**Action item**
Review the listing and copy each line that holds the word "them".

**Data records**
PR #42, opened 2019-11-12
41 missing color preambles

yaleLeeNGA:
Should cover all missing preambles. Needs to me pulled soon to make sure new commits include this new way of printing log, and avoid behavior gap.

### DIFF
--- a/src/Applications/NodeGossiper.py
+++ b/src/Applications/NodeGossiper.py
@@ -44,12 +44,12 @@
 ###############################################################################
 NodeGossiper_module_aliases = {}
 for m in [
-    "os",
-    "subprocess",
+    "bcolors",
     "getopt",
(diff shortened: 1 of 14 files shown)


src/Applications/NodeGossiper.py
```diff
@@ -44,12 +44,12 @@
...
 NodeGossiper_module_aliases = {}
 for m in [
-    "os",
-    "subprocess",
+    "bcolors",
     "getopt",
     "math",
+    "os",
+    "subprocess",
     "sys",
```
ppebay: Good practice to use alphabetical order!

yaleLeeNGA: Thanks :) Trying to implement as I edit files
--
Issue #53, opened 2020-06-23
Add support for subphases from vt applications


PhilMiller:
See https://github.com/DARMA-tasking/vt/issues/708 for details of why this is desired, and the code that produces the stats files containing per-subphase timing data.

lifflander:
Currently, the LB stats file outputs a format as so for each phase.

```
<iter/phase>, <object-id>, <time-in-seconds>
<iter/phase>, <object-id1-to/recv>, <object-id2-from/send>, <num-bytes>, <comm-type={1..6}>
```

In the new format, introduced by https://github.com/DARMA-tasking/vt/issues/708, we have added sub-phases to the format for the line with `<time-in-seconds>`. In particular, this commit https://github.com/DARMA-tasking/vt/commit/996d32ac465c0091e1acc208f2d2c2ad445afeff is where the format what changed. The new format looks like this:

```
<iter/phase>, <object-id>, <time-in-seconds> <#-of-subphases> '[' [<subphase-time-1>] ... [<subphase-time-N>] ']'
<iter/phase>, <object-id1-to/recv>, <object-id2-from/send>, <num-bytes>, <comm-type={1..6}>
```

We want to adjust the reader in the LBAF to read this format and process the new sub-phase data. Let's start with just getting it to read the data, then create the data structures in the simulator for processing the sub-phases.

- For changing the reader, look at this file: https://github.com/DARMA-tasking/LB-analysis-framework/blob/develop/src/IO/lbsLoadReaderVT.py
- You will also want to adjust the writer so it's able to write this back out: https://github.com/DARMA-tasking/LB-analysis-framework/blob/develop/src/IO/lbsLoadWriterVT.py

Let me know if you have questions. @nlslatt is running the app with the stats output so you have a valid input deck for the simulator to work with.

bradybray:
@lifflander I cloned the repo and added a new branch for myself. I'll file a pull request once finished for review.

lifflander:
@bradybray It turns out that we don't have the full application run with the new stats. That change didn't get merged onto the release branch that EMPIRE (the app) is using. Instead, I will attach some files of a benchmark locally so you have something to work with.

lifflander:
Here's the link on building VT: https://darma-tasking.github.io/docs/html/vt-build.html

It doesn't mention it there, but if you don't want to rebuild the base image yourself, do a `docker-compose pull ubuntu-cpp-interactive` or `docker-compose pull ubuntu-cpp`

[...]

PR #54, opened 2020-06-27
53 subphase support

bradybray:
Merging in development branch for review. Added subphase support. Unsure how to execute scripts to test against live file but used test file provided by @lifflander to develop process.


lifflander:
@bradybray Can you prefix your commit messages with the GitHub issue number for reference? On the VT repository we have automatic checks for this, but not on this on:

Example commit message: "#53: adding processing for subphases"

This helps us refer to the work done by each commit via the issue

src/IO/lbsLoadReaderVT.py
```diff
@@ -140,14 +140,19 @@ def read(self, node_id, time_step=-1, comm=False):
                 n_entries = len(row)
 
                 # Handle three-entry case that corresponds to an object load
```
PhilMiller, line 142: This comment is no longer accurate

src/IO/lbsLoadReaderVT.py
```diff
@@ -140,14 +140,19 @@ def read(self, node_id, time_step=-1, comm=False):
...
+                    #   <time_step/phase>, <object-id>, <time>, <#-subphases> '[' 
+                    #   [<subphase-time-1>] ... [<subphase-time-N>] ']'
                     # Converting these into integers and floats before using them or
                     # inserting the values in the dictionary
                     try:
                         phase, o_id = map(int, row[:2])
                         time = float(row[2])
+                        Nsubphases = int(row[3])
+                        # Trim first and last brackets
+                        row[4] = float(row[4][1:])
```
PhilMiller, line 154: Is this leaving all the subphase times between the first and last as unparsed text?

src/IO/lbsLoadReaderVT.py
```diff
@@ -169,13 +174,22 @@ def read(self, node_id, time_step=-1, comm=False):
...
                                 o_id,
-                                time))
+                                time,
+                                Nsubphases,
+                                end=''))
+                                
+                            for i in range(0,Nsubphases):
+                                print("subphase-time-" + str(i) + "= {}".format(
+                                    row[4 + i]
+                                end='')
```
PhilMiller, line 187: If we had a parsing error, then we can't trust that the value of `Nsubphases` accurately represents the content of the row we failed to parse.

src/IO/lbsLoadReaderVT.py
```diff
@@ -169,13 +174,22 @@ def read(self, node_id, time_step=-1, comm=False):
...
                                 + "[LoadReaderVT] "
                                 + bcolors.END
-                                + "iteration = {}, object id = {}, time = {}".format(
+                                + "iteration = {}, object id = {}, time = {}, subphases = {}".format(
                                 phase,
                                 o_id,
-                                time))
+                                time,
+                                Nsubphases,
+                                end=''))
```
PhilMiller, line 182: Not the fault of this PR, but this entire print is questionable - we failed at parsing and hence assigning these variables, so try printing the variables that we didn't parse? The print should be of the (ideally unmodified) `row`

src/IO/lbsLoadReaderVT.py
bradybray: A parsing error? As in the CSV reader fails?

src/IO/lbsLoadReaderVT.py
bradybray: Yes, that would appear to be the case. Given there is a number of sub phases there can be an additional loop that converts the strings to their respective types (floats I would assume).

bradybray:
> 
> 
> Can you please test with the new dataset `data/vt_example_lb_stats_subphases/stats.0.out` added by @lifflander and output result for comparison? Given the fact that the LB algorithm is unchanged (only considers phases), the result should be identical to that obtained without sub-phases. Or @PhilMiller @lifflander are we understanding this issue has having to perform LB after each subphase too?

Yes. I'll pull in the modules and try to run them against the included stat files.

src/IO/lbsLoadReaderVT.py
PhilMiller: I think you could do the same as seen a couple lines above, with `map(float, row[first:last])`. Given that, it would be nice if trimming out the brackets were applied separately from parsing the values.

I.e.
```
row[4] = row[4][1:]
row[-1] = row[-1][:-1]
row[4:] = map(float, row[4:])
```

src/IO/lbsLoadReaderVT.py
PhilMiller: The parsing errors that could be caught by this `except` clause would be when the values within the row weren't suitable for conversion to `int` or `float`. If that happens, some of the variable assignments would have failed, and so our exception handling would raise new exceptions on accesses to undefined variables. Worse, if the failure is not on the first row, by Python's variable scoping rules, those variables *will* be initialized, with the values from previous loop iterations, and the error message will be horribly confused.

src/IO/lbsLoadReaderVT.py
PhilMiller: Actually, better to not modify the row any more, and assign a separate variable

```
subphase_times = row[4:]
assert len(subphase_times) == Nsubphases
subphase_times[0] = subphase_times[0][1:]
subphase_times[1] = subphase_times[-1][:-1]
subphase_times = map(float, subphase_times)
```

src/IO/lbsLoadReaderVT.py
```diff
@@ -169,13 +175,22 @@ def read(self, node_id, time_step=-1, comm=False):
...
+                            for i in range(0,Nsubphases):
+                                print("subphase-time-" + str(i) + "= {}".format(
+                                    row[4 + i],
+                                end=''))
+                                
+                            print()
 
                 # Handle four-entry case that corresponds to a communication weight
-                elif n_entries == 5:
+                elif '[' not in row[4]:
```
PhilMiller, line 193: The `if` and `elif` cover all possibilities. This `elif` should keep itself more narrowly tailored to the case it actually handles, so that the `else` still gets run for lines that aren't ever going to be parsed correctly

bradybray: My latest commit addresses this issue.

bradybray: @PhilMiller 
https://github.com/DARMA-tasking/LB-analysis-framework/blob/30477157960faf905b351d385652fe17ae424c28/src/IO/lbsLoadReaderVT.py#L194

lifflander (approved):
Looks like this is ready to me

**Solution for this task**
                     # Converting these into integers and floats before using them or
Yes. I'll pull in the modules and try to run them against the included stat files.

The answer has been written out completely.